-- Data follows --

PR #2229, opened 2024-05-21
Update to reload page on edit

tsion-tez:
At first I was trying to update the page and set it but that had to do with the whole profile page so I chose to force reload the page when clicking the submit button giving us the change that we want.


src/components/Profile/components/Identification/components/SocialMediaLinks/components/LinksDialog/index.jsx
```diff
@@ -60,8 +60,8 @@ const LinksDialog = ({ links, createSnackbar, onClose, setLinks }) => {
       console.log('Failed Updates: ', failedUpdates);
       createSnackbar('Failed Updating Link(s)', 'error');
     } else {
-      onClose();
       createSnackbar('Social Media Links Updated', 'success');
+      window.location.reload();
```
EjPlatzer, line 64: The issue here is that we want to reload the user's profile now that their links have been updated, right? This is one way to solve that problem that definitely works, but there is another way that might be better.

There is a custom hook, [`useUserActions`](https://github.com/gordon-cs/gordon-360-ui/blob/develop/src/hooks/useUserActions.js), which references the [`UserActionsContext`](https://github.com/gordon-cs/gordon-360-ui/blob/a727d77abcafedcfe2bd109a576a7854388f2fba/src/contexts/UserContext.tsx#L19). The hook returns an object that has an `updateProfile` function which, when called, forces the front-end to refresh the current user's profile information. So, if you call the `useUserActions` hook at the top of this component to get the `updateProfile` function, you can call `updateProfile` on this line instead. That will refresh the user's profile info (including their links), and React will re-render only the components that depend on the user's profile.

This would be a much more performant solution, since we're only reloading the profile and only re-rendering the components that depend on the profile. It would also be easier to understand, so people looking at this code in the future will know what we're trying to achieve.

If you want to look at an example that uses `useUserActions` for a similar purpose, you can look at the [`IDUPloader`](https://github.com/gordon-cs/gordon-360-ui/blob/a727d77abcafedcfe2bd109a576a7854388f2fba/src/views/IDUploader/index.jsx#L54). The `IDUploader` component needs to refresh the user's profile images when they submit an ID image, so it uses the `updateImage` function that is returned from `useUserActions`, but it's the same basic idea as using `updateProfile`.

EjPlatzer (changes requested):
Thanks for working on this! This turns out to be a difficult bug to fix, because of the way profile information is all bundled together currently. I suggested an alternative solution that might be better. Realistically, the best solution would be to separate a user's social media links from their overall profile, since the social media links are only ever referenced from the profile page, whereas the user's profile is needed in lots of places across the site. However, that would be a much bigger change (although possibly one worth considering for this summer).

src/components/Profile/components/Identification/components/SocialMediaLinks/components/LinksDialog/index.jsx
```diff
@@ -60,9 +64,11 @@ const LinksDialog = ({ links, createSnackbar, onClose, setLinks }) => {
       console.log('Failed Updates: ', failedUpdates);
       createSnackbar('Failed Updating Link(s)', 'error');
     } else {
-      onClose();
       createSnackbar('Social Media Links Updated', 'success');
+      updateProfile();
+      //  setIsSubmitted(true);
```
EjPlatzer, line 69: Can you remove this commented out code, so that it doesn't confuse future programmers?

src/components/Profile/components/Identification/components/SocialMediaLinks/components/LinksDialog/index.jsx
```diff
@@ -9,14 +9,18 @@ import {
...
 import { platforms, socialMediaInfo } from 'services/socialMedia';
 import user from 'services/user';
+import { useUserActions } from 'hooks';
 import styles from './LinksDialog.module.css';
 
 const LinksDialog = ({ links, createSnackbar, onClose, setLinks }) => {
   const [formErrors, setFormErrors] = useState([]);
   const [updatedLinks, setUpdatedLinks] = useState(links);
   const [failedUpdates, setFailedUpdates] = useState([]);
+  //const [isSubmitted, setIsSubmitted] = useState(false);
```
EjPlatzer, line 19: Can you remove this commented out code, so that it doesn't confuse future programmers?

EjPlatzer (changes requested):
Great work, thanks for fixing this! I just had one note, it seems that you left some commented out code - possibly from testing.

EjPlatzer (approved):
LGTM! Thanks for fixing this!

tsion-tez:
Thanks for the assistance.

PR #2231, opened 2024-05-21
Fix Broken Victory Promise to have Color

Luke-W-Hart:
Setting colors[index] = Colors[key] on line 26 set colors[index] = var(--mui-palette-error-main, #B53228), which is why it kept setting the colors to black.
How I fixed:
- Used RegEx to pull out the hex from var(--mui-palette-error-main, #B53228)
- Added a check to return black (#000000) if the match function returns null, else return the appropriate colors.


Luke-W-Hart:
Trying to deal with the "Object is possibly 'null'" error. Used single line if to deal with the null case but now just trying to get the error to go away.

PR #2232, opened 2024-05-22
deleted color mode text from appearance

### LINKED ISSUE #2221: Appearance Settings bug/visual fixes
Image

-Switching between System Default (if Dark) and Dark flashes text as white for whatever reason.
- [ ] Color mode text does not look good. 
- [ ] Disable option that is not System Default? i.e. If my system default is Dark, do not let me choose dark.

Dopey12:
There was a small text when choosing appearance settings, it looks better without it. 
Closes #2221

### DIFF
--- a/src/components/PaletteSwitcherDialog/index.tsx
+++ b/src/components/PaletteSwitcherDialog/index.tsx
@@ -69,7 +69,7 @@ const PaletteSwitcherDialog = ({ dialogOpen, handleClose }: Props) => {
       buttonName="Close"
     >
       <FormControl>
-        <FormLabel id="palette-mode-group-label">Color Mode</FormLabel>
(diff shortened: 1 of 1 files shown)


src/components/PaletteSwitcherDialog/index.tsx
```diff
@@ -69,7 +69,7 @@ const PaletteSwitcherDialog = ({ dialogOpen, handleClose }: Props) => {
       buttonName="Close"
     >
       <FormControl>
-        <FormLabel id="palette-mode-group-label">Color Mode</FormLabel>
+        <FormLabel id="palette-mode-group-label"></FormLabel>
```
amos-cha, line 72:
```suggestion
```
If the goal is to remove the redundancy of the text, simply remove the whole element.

-- Data concluded --
-- Data follows --

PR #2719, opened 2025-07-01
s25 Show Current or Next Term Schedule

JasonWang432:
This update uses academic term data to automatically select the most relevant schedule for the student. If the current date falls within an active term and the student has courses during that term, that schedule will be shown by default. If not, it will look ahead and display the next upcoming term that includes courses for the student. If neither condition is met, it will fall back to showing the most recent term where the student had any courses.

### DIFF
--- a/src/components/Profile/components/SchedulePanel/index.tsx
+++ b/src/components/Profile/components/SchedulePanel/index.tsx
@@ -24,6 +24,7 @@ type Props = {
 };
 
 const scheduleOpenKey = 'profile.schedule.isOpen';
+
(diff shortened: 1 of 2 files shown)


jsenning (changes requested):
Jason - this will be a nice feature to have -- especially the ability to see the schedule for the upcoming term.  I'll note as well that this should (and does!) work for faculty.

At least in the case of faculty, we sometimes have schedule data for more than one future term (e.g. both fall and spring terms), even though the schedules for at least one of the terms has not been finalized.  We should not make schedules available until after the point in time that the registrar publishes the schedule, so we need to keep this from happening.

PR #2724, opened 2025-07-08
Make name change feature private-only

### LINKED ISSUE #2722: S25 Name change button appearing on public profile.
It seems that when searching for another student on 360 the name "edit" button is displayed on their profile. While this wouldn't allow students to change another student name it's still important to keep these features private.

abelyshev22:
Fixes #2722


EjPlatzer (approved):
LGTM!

-- Data concluded --
-- Data follows --

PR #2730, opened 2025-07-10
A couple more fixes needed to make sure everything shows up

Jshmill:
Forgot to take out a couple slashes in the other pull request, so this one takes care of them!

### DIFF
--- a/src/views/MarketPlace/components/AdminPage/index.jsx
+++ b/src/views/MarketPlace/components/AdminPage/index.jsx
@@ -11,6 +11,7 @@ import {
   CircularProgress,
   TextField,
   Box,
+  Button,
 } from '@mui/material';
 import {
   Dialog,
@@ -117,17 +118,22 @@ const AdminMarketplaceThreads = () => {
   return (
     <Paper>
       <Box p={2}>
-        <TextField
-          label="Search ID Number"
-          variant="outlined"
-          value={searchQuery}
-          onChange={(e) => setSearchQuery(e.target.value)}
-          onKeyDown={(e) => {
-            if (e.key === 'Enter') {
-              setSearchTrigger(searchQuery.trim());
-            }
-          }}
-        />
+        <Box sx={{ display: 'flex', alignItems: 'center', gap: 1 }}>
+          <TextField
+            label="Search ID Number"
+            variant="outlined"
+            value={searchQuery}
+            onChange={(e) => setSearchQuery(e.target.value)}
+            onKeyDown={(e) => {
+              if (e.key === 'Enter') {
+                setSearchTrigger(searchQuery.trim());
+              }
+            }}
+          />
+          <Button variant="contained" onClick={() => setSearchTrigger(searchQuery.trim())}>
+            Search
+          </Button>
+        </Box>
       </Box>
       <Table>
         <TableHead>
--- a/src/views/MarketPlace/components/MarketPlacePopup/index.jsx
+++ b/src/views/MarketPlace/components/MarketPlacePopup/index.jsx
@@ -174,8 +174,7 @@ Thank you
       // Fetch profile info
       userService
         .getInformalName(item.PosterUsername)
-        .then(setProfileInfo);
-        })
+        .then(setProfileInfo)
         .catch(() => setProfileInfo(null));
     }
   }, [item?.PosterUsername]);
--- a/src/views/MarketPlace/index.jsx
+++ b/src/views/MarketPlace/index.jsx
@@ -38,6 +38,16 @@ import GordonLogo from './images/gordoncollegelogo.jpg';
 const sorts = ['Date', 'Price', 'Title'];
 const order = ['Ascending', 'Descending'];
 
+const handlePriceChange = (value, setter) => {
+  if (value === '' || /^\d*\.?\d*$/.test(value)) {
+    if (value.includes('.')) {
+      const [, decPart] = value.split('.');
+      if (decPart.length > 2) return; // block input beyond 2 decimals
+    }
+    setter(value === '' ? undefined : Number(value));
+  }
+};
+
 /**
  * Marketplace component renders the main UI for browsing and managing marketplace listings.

-- Data concluded --

Problem requirements
Return a word-for-word copy of the lines above from the one holding "--- a/src/components/Profile/components/SchedulePanel/index.tsx" through the one holding "PR #2724, opened 2025-07-08", with both of them included and nothing besides.

Result
--- a/src/components/Profile/components/SchedulePanel/index.tsx
+++ b/src/components/Profile/components/SchedulePanel/index.tsx
@@ -24,6 +24,7 @@ type Props = {
 };
 
 const scheduleOpenKey = 'profile.schedule.isOpen';
+
(diff shortened: 1 of 2 files shown)


jsenning (changes requested):
Jason - this will be a nice feature to have -- especially the ability to see the schedule for the upcoming term.  I'll note as well that this should (and does!) work for faculty.

At least in the case of faculty, we sometimes have schedule data for more than one future term (e.g. both fall and spring terms), even though the schedules for at least one of the terms has not been finalized.  We should not make schedules available until after the point in time that the registrar publishes the schedule, so we need to keep this from happening.

PR #2724, opened 2025-07-08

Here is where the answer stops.